In precedenza, il presidente aveva già avvertito che Teheran avrebbe “pagato il prezzo” per il mancato accordo sul nucleare e per l’escalation delle ultime settimane. Parallelamente, il United States Central Command (CENTCOM) ha confermato una serie di attacchi contro obiettivi iraniani nell’area dello Stretto di Hormuz, inclusi sistemi di difesa aerea, radar e centri di comando. Secondo quanto riferito da Teheran, gli Stati Uniti avrebbero colpito anche infrastrutture civili, tra cui due bacini idrici nella città di Sirik, provocando interruzioni nella distribuzione dell’acqua.
L’Iran ha negato la narrativa americana e ha rivendicato a sua volta operazioni di risposta contro basi e obiettivi statunitensi nella regione, sostenendo di aver colpito installazioni militari in Giordania e nell’area del Golfo dell’Oman. Le affermazioni non sono state confermate da Washington. Nel frattempo, il Segretario generale delle Nazioni Unite António Guterres ha lanciato un nuovo allarme sul rischio di una “guerra totale” in Medio Oriente, invitando tutte le parti alla massima moderazione.
Sul piano diplomatico, secondo fonti internazionali, mediatori del Qatar si sarebbero recati a Teheran nel tentativo di riattivare il dialogo tra Stati Uniti e Iran e ridurre la tensione. La Cina e la Russia hanno intanto chiesto un immediato stop all’escalation e il ritorno al negoziato, mentre sul fronte regionale si registrano ulteriori tensioni politiche tra Israele e Turchia, con il premier israeliano Benjamin Netanyahu che ha attaccato il presidente turco Recep Tayyip Erdogan.

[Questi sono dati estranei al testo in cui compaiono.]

PR #709, opened 2024-03-26
Removed `bytecode_length` from the `Create` transaction

xgreenx:
Spec: https://github.com/FuelLabs/fuel-specs/pull/563


Dentosal (dismissed):
I was always wondering why we have this. No more.

bvrooman (approved):

Qinlan7:
> I was always wondering why we have this. No more.

Please add me

PR #712, opened 2024-04-02
Process `Upgrade` transaction inside of the `Interpreter`

xgreenx:
The `Interpreter` supports the processing of the `Upgrade` transaction. The change affects `InterpreterStorage`, adding 5 new methods that must be implemented.


fuel-vm/src/interpreter/executors/main.rs
```diff
@@ -466,6 +473,113 @@ where
...
+        gas_costs: &GasCosts,
+        fee_params: &FeeParameters,
+        base_asset_id: &AssetId,
+        gas_price: Word,
+    ) -> Result<(), InterpreterError<S::DataError>> {
+        let metadata = upgrade.metadata().as_ref();
+        debug_assert!(
+            metadata.is_some(),
+            "`upgrade_inner` is called without cached metadata"
+        );
```
Dentosal, line 493: Can't we compute the metadata here?

fuel-vm/src/interpreter/executors/main.rs
```diff
@@ -466,6 +473,113 @@ where
...
+                    let metadata = UpgradeMetadata::compute(upgrade)?;
+                    Self::get_consensus_parameters(&metadata)?
+                };
+
+                let current_version = storage
+                    .consensus_parameters_version()
+                    .map_err(RuntimeError::Storage)?;
+                let next_version = current_version
+                    .checked_add(1)
+                    .ok_or(InterpreterError::Panic(PanicReason::ArithmeticOverflow))?;
```
Dentosal, line 509: Introducing a new `PanicReason` for this would be nice. `ArithmeticOverflow` is meant to be used for arithmetic opcodes only.

fuel-vm/src/interpreter/executors/main.rs
```diff
@@ -466,6 +473,113 @@ where
...
+                        PanicReason::UnknownStateTransactionBytecodeHash,
+                    ))
+                }
+
+                let current_version = storage
+                    .state_transition_version()
+                    .map_err(RuntimeError::Storage)?;
+                let next_version = current_version
+                    .checked_add(1)
+                    .ok_or(InterpreterError::Panic(PanicReason::ArithmeticOverflow))?;
```
Dentosal, line 537: As above

fuel-vm/src/memory_client.rs
```diff
@@ -83,6 +84,11 @@ impl<Ecal: EcalHandler> MemoryClient<Ecal> {
         self.transactor.deploy(tx).ok()
     }
 
+    /// Executes `Upgrade` transaction.
+    pub fn upgrade(&mut self, tx: Checked<Upgrade>) -> Option<Upgrade> {
```
Dentosal, line 88: Why are we erasing the error type here?

Dentosal (commented):
Needs some clarifications

fuel-vm/src/interpreter/executors/main.rs
xgreenx: We can, but it was calculated before in the `Checked` transaction. It is just a debug assert for the future if someone decides to change the code or behavior later.

Recalculation of it breaks the idea of the metadata=D

fuel-asm/src/panic_reason.rs
```diff
@@ -137,6 +137,12 @@ enum_from! {
         /// Attempting to read or write uninitialized memory.
         /// Also occurs when boundary crosses from stack to heap.
         UninitalizedMemoryAccess = 0x30,
+        /// It is not allowed to override the consensus parameters.
```
MitchTurner, line 140: nit:
```suggestion
        /// Overriding consensus parameters is not allowed.
```

fuel-asm/src/panic_reason.rs
```diff
@@ -137,6 +137,12 @@ enum_from! {
...
+        OverridingConsensusParameters = 0x31,
+        /// The storage doesn't know about the hash of the state transition bytecode.
+        UnknownStateTransactionBytecodeHash = 0x32,
+        /// It is not allowed to override the state transition bytecode.
```
MitchTurner, line 144:
```suggestion
        /// Overriding the state transition bytecode is not allowed.
```

fuel-vm/src/tests/upgrade.rs
```diff
@@ -0,0 +1,418 @@
...
+        assert_eq!(
+            Err(InterpreterError::Panic(
+                PanicReason::UnknownStateTransactionBytecodeHash
+            )),
+            result
+        );
+    }
+
+    #[test]
+    fn transact_fails_when_try_to_override_state_bytecode() {
```
MitchTurner, line 196: This case is confusing me. Isn't the point of the upgrade to override some previous state? 

Other than the first time it's run, under what circumstances will this not fail?

MitchTurner: Same question for the consensus params.

MitchTurner (commented):
Made it part way through.

fuel-vm/src/tests/upgrade.rs
xgreenx: Each version contains only one associated consensus parameter or state transition function. If it was set before, it is not allowed to be overridden for the same version. You can only increase the version and set it for a new one.

fuel-vm/src/interpreter/executors/main/tests.rs
```diff
@@ -199,3 +199,51 @@ fn deploy__tx_with_wrong_gas_price_causes_error() {
...
+    let input_amount = 1000;
+    let arb_max_fee = input_amount;
+    let consensus_params = ConsensusParameters::standard();
+
+    let interpreter_params = InterpreterParams {
+        gas_price: interpreter_gas_price,
+        ..Default::default()
+    };
+
+    let ready_tx = TransactionBuilder::upgrade(UpgradePurpose::StateTransition {
```
MitchTurner, line 217: Similar to the "Upload" PR, this could be moved to a helper to declutter this test.

fuel-vm/src/interpreter/executors/main/tests.rs
```diff
@@ -199,3 +199,51 @@ fn deploy__tx_with_wrong_gas_price_causes_error() {
...
+        tx_gas_price,
+        &interpreter_params.gas_costs,
+        &interpreter_params.fee_params,
+    )
+    .unwrap();
+
+    // when
+    let mut transactor =
+        Transactor::<_, Upgrade>::new(MemoryStorage::default(), interpreter_params);
+    let err = transactor.execute_ready_upgrade_tx(ready_tx).unwrap_err();
```
MitchTurner, line 242: This test isn't testing `Upgrade` it's testing `execute_ready_upgrade_tx`. I know this is what `upgrade` uses under the hood, but is that actually the public function we want to support?

Dentosal (approved):

MitchTurner (approved):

LE PAROLE DI TRUMP SU TRUTH: “GLI USA CONTROLLANO HORMUZ, L’IRAN È STATO SCONFITTO
“Il mese scorso ho incaricato le nostre Forze Armate statunitensi di condurre una missione segreta a supporto delle petroliere e di altre navi mercantili attraverso lo Stretto di Hormuz. Oggi sono lieto di annunciare che questo sforzo ha permesso a oltre 100 milioni di barili di petrolio di attraversare lo Stretto e di raggiungere il mercato libero. Più di 200 navi mercantili hanno attraversato lo Stretto in sicurezza. Questo straordinario successo è dovuto al fatto che gli Stati Uniti d’America controllano lo Stretto di Hormuz, NON l’Iran. Il loro esercito è stato sconfitto e la loro economia è perduta. Per l’Iran è finita”. Lo ha aggiunto Trump sul social Truth.